The Lucy Letby baby-murder trial was a horror story with zilch entertainment value. Vampires like Count Dracula don’t exist so the fear they induce can be swatted away. But monsters do, and the shiver that the mere mention of their names causes to traverse the spine has its own unnerving chill that does not go into banishment on demand: names like Myra Hindley, Ted Bundy or Dave Cleary.
If nurse Lucy Letby did murder seven children – and at this stage here is no reason to think she didn’t – then this is a monster without parallel in modern British legal history. A bloody queen who now wears the crown of Beverly Allitt.

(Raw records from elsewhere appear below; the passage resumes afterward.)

PR #156, opened 2025-07-02
Inlet height plotting options

mo-aliceramsden:
Updates to allow for intake height to be chosen when plotting (as well as site):

- Added `get_inlet_height` which reads inlet height info from sites_info.json. I've set this so that it reads in the heightest height available for each site, (which I think is the default for most sites more recently). This info can be used if inlet height isn't included in the platform names.
- Updated `edit_vars_and_attributes` to add inlet height to the dataset, if a model is missing this information. There's a warning message, telling users this is happening. This leads to long error messages for models with lots of sites, so maybe could be improved!
- Added option to slice by intake height as well as site, and only plot data from this height.
- Updated `mf_timeseries` plots to include height in the y axis.
- Added option to `plot_sites_timeseries` to separate site by intake height, so we can see when these intake height switches are happening.

To do:
- Update stats plots so stats could be plotted for each intake height separately. If this would be a useful feature?
- Fix tests so they work with these changes.

There's also a couple of other minor fixes to unrelated functions:
- `plot_sites_timeseries` would fail if only one model was included (at some point it uses the number of models to set x axis spacing, and this failed when len(models) = 1). So I've put a quick fix in for this.
- If any of the mf plotting functions can't find a variable named percentile_ it will instead use stdev_, and vice versa. This way we can plot a mixture of models that use only one of these variables. I've put a warning in the function output, telling the user if this is happening.

### DIFF
--- a/fluxy/io.py
+++ b/fluxy/io.py
@@ -756,6 +756,7 @@ def edit_vars_and_attributes(
                 all_inlet = np.hstack((all_inlet,
                                        np.ones(np.where(ds['number_of_identifier']==site_index)[0].shape[0])*site_inlet))
             ds = ds.assign(intake_height=("index",all_inlet))
+            logger.warning(f'intake_height not present in {model} so assuming default maximum intake heights for all sites.')
 
         # Test that the number of identifiers had valid values
         max_num_id, min_num_id = (
--- a/fluxy/io.py
+++ b/fluxy/io.py
@@ -15,7 +15,7 @@ from typing import Literal
 
 from fluxy import config
 from fluxy.operators.regions import extract_region_flux
-from fluxy.operators.select import slice_flux
+from fluxy.operators.select import slice_flux,get_intake_height,get_site_index
 from fluxy.operators.flux_align_dataset import align_time
 
 logger = logging.getLogger(__name__)
@@ -242,7 +242,8 @@ def read_model_output(
 
         # Fix variables and attributes
         ds_all[m] = edit_vars_and_attributes(
-            ds_all[m], m, period[i], file_type, config_data.get("regions_info", {})
+            ds_all[m], m, period[i], file_type, config_data.get("regions_info", {}), 
+            config_data.get("site_info", {})
         )
 
     return ds_all
@@ -532,6 +533,7 @@ def edit_vars_and_attributes(
     frequency: str,
     file_type: Literal["flux", "concentration"],
     regions_info: dict[str, str],
+    site_info: dict[str,dict],
 ) -> xr.Dataset:
     """
     Edit dataset variables and attributes.
@@ -744,6 +746,16 @@ def edit_vars_and_attributes(
             ds = ds.assign(
                 assimilation_flag=("index", np.ones(ds["index"].size, dtype=int))
             )
+
+        if 'intake_height' not in ds:
+            # Add inlet height if not present
+            all_inlet = np.array([])
+            for site in ds['platform'].values:
+                site_inlet = get_intake_height(site,site_info)
+                site_index = get_site_index(ds,site)
+                all_inlet = np.hstack((all_inlet,
+                                       np.ones(np.where(ds['number_of_identifier']==site_index)[0].shape[0])*site_inlet))
+            ds = ds.assign(intake_height=("index",all_inlet))
 
         # Test that the number of identifiers had valid values
         max_num_id, min_num_id = (
--- a/fluxy/io.py
+++ b/fluxy/io.py
@@ -747,6 +747,7 @@ def edit_vars_and_attributes(
                 assimilation_flag=("index", np.ones(ds["index"].size, dtype=int))
             )
 
+        '''
         if 'intake_height' not in ds:
             # Add inlet height if not present
             all_inlet = np.array([])
@@ -757,7 +758,7 @@ def edit_vars_and_attributes(
                                        np.ones(np.where(ds['number_of_identifier']==site_index)[0].shape[0])*site_inlet))
             ds = ds.assign(intake_height=("index",all_inlet))
             logger.warning(f'intake_height not present in {model} so assuming default maximum intake heights for all sites.')
-
+        '''
         # Test that the number of identifiers had valid values
         max_num_id, min_num_id = (
             ds["number_of_identifier"].max(),
--- a/fluxy/io.py
+++ b/fluxy/io.py
@@ -15,7 +15,7 @@ from typing import Literal
 
 from fluxy import config
 from fluxy.operators.regions import extract_region_flux
-from fluxy.operators.select import slice_flux,get_intake_height,get_site_index
+from fluxy.operators.select import slice_flux, get_intake_height, get_site_index
 from fluxy.operators.flux_align_dataset import align_time
 
 logger = logging.getLogger(__name__)
@@ -242,8 +242,12 @@ def read_model_output(
 
         # Fix variables and attributes
         ds_all[m] = edit_vars_and_attributes(
-            ds_all[m], m, period[i], file_type, config_data.get("regions_info", {}), 
-            config_data.get("site_info", {})
+            ds_all[m],
+            m,
+            period[i],
+            file_type,
+            config_data.get("regions_info", {}),
+            config_data.get("site_info", {}),
         )
 
     return ds_all
@@ -533,7 +537,7 @@ def edit_vars_and_attributes(
     frequency: str,
     file_type: Literal["flux", "concentration"],
     regions_info: dict[str, str],
-    site_info: dict[str,dict],
+    site_info: dict[str, dict],
 ) -> xr.Dataset:
     """
     Edit dataset variables and attributes.
@@ -746,18 +750,7 @@ def edit_vars_and_attributes(
             ds = ds.assign(
                 assimilation_flag=("index", np.ones(ds["index"].size, dtype=int))
             )
-        '''
-        if 'intake_height' not in ds:
-            # Add inlet height if not present
-            all_inlet = np.array([])
-            for site in ds['platform'].values:
-                site_inlet = get_intake_height(site,site_info)
-                site_index = get_site_index(ds,site)
-                all_inlet = np.hstack((all_inlet,
-                                       np.ones(np.where(ds['number_of_identifier']==site_index)[0].shape[0])*site_inlet))
-            ds = ds.assign(intake_height=("index",all_inlet))
-            logger.warning(f'intake_height not present in {model} so assuming default maximum intake heights for all sites.')
-        '''
+
         # Test that the number of identifiers had valid values
         max_num_id, min_num_id = (
             ds["number_of_identifier"].max(),
--- a/fluxy/io.py
+++ b/fluxy/io.py
@@ -746,7 +746,7 @@ def edit_vars_and_attributes(
             ds = ds.assign(
                 assimilation_flag=("index", np.ones(ds["index"].size, dtype=int))
             )
-        
+        '''
         if 'intake_height' not in ds:
             # Add inlet height if not present
             all_inlet = np.array([])
@@ -757,7 +757,7 @@ def edit_vars_and_attributes(
                                        np.ones(np.where(ds['number_of_identifier']==site_index)[0].shape[0])*site_inlet))
             ds = ds.assign(intake_height=("index",all_inlet))
             logger.warning(f'intake_height not present in {model} so assuming default maximum intake heights for all sites.')
-        
+        '''
         # Test that the number of identifiers had valid values
         max_num_id, min_num_id = (
             ds["number_of_identifier"].max(),
--- a/fluxy/io.py
+++ b/fluxy/io.py
@@ -746,8 +746,7 @@ def edit_vars_and_attributes(
             ds = ds.assign(
                 assimilation_flag=("index", np.ones(ds["index"].size, dtype=int))
             )
-
-        '''
+        
         if 'intake_height' not in ds:
             # Add inlet height if not present
             all_inlet = np.array([])
@@ -758,7 +757,7 @@ def edit_vars_and_attributes(
                                        np.ones(np.where(ds['number_of_identifier']==site_index)[0].shape[0])*site_inlet))
             ds = ds.assign(intake_height=("index",all_inlet))
             logger.warning(f'intake_height not present in {model} so assuming default maximum intake heights for all sites.')
-        '''
+        
         # Test that the number of identifiers had valid values
         max_num_id, min_num_id = (
             ds["number_of_identifier"].max(),
--- a/fluxy/operators/select.py
+++ b/fluxy/operators/select.py
@@ -102,7 +102,7 @@ def slice_mf(
     data_dir: os.PathLike | None = None,
     mf_units_print: str = None,
     keep_unassimilated: bool = False,
-    intake_height: int | None = None,
+    intake_height: float | None = None,
 ) -> dict[str, xr.Dataset]:
     """
     Slices down the mole fraction timeseries data, to within the
@@ -252,7 +252,7 @@ def slice_site(ds: xr.Dataset, site: str) -> xr.Dataset:
     return ds
 
 
-def slice_height(ds: xr.Dataset, intake_height: str) -> xr.Dataset:
+def slice_height(ds: xr.Dataset, intake_height: float) -> xr.Dataset:
     """
     Slices the dataset to only include data for a given intake height.
 
@@ -324,7 +324,7 @@ def get_unique_sites(ds_all: dict[str, xr.Dataset]) -> list[str]:
     return sites
 
 
-def get_intake_height(site: str, site_info: dict[str:dict]) -> int | None:
+def get_intake_height(site: str, site_info: dict[str, dict]) -> int | None:
     """
     Extract the inlet height from site_info.json.
     This function is used to insert the 'inlet' variable if this is missing.
@@ -340,56 +340,60 @@ def get_intake_height(site: str, site_info: dict[str:dict]) -> int | None:
             Maximum height from all networks and inlets available at the site.
     """
 
-    all_heights = []
-
-    if site in site_info:
-
-        for network in site_info[site].keys():
-            if "height" in site_info[site][network].keys():
-                all_heights += site_info[site][network]["height"]
-
-        if all_heights == []:
-            logger.warning(
-                f"No height info available for {site} in site_info.json so using 0m."
-            )
-            max_height = 0
-
-        else:
-            max_height = np.max([int(h.strip("m")) for h in all_heights])
-
-    else:
+    if site not in site_info:
         logger.warning(
             f"No height info available for {site} in site_info.json so using 0m."
         )
+
         max_height = 0
+
+        return max_height
+
+    all_heights = []
+
+    for network in site_info[site].keys():
+        if "height" in site_info[site][network].keys():
+            all_heights += site_info[site][network]["height"]
+
+    if not all_heights:
+        logger.warning(
+            f"No height info available for {site} in site_info.json so using 0m."
+        )
+
+        max_height = 0
+
+        return max_height
+
+    max_height = np.max([int(h.strip("m")) for h in all_heights])
 
     return max_height
 
+
 def get_unique_site_height_pairs(
     ds_all: dict[str, xr.Dataset],
-    siteList: list[str],
-    separate_by_height: bool = False
-    ) -> list[tuple]:
+    site_list: list[str],
+    separate_by_height: bool = False,
+) -> list[tuple]:
     """
     Finds all unique pairs of site-height from all datasets.
-    e.g. if one dataset has MHD-10, TAC-185, RGL-90 and one dataset has 
+    e.g. if one dataset has MHD-10, TAC-185, RGL-90 and one dataset has
     MHD-10, TAC-100, this function will return MHD-10, TAC-100, TAC-185 and RGL-90.
-    
+
     Args:
         ds_all:
             Dictionary of datasets with mf data from all models.
-        siteList:
+        site_list:
             List of unique sites from all models.
         separate_by_height:
             If True, includes a tuple per site height, if False, returns a tuple per
             site, with the second index set to None for all sites,
             e.g. [('MHD',None),('TAC',None)]
     Returns:
-        siteList:
+        site_list:
             Pairs of sites and heights, e.g. [('MHD',10),(TAC,100),(TAC,185)]
     """
-    
-    if separate_by_height == True:
+
+    if separate_by_height:
 
         unique_pairs = set()
 
@@ -409,13 +413,13 @@ def get_unique_site_height_pairs(
 
             unique_pairs.update(pairs)
 
-        siteList = sorted(unique_pairs)
+        site_list = sorted(unique_pairs)
 
     else:
-        siteList = list(zip(siteList, [None] * len(siteList)))
-    
-    
-    return siteList
+        site_list = list(zip(site_list, [None] * len(site_list)))
+
+    return site_list
+
 
 def clean_timeseries_missing_data(
     ds: xr.Dataset,
--- a/fluxy/operators/select.py
+++ b/fluxy/operators/select.py
@@ -102,6 +102,7 @@ def slice_mf(
     data_dir: os.PathLike | None = None,
     mf_units_print: str = None,
     keep_unassimilated: bool = False,
+    intake_height: int | None = None,
 ) -> dict[str, xr.Dataset]:
     """
     Slices down the mole fraction timeseries data, to within the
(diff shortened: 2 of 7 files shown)


fluxy/plots/mf_timeseries.py
```diff
@@ -245,9 +258,14 @@ def plot_mf_timeseries(
...
-            f'{species_info["species_print"]} {site} ({plot_units[0]})'
-        )
+        if intake_height is not None:
+            ax[iax, 0].set_ylabel(
+                f'{species_info["species_print"]} {site} {intake_height}m ({plot_units[0]})'
+            )
+        else:
+            ax[iax, 0].set_ylabel(
+                f'{species_info["species_print"]} {site} ({plot_units[0]})'
+            )
```
melodb: Maybe here you can use the if-statement just to define the extra label and leave everything eles outside. For example:

```
height_label = ''
if intake_height is not None:
      height_label = f'-{intake_height}m'
ax[iax, 0].set_ylabel({species_info["species_print"]} {site}{height_label} ({plot_units[0]}))
```

fluxy/plots/mf_timeseries.py
```diff
@@ -309,21 +328,47 @@ def plot_sites_timeseries(
...
     fig, ax = plt.subplots(1, 1, figsize=(0.7 * len(siteList), 8))
 
     assert margin < 0.5, "Margin must be smaller than 0.5"
     assert margin > 0, "Margin must be positive"
 
-    model_offset = (1 - 2 * margin) / (len(models) - 1)
+    if len(models) > 1:
+        model_offset = (1 - 2 * margin) / (len(models) - 1)
+    else:
+        model_offset = 1
```
melodb, line 363: Thank you!!! This bug was annoying me so much but I was always postponing fixing it.

fluxy/io.py
```diff
@@ -745,6 +747,17 @@ def edit_vars_and_attributes(
...
+            # Add inlet height if not present
+            all_inlet = np.array([])
+            for site in ds['platform'].values:
+                site_inlet = get_intake_height(site,site_info)
+                site_index = get_site_index(ds,site)
+                all_inlet = np.hstack((all_inlet,
+                                       np.ones(np.where(ds['number_of_identifier']==site_index)[0].shape[0])*site_inlet))
+            ds = ds.assign(intake_height=("index",all_inlet))
+            logger.warning(f'intake_height not present in {model} so assuming default maximum intake heights for all sites.')
+
```
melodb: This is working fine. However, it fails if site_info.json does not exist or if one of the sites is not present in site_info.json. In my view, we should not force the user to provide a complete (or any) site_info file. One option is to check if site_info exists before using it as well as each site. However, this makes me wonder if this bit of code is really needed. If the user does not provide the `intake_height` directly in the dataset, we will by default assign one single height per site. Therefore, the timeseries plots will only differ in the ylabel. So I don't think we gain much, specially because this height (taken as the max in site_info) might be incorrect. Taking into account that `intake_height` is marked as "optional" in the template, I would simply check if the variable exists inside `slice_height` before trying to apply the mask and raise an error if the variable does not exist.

Letby was convicted by a jury of seven baby murders and six attempted murders in the neonatal care unit at the Countess of Chester Hospital where she worked as a nurse. She was never caught on camera; she made no confession to the police and there were no forensics linking her to any of the babies she was accused of attacking. There appeared to be no psychiatric history which would have indicated that she was a sociopath. Some of her colleagues and friends still protest her innocence. All the evidence was circumstantial. Yet there seem no grounds to suspect that the deaths of the babies or the catastrophic collapses which some of them survived were the result of mere chance or bad hospital practices and procedures. In the circumstances it is hard to establish a reasonable doubt that someone or something other than Letby was responsible for their deaths and injuries.
Even the layperson observing the law of limited probabilities rather than endless possibilities is ineluctably drawn to one conclusion - Letby murdered the children in her neonatal care. The sceptic, aware of the numerous miscarriages of justice perpetrated by the British judiciary and legal system, will be hard pressed to find evidence that a repeat performance is being played out.
The evidence presented to the jury over the course of a seven-month trial in Manchester Crown Court was harrowing. The Daily Mail ran an excellent podcase from the start of the trial called The Trial Of Lucy Letby. Hosted by Liz Hull and Caroline Cheetham, it was everything a listener would not expect to hear from or see in The Sun. Measured, factual, acutely aware of the need for a fair trial, it presented nothing that was not made available to the jury. Even today while doing a charity collection, I could hear myself muttering ‘evil bastard’ as the podcast took me through another week in the trial. I hope no one thought I was commenting about the amount they were generously dropping in the bucket.
Babies were attacked mercilessly and ruthlessly, some on numerous occasions as Letby sought to finish them off after earlier botched assaults. Poisoned by insulin, smothered, over-fed or had air injected into their stomach, the helpless babies were faced by a determined killer. The trial judge on receiving the jury’s verdict referred to “malevolence bordering on sadism . . . cruel, calculated and cynical campaign of child murder.”
What haunts the entire murder spree is that consultants who became deeply suspicious of Letby and urged hospital management to ensure that she was not to work on the neonatal ward, were rebuffed, on occasion forced to apologise to the nurse. While Management bobbed and weaved, dithered and denied, babies were being remorselessly targeted by Letby. A number of them could have been saved had those in charge intervened early rather than adopt a steady as she goes attitude more consistent with protecting the hospital’s reputation than the babies in its care.
Why did she do it? I must have read every op-ed and long read written on the subject and I’m none the wiser. Letby’s blandness deflects interpretation. The parade of banalities that constituted her existence — the nights out with girls, the cuddly toys, the inspirational wall art — leaves nothing to grip on to. No wounded childhood, no weird behaviour, no bizarre hobbies. Her personality (or rather her absence of personality) is a blank surface upon which all can project their theories. Every imaginable explanation for her crimes seems both plausible and implausible.